■ Directions
In the records below, one line contains "--- a/docs/enhancements/0005-modprobed-config.md". Print that line and every line after it exactly, down to the final one.

Stored data:
────────
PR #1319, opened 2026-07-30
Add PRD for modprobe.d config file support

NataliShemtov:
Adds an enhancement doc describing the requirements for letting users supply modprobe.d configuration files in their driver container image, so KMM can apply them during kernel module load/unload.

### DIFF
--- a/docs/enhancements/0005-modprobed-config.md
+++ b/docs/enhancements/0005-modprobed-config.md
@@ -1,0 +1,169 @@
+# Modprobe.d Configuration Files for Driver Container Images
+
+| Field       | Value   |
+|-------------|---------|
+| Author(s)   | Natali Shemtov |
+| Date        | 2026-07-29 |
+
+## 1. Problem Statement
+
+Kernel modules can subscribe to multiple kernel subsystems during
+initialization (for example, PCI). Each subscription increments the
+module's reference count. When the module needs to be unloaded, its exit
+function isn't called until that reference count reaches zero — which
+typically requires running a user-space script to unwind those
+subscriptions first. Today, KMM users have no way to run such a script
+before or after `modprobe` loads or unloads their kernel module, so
────────
■ Solved problem
--- a/docs/enhancements/0005-modprobed-config.md
+++ b/docs/enhancements/0005-modprobed-config.md
@@ -1,0 +1,169 @@
+# Modprobe.d Configuration Files for Driver Container Images
+
+| Field       | Value   |
+|-------------|---------|
+| Author(s)   | Natali Shemtov |
+| Date        | 2026-07-29 |
+
+## 1. Problem Statement
+
+Kernel modules can subscribe to multiple kernel subsystems during
+initialization (for example, PCI). Each subscription increments the
+module's reference count. When the module needs to be unloaded, its exit
+function isn't called until that reference count reaches zero — which
+typically requires running a user-space script to unwind those
+subscriptions first. Today, KMM users have no way to run such a script
+before or after `modprobe` loads or unloads their kernel module, so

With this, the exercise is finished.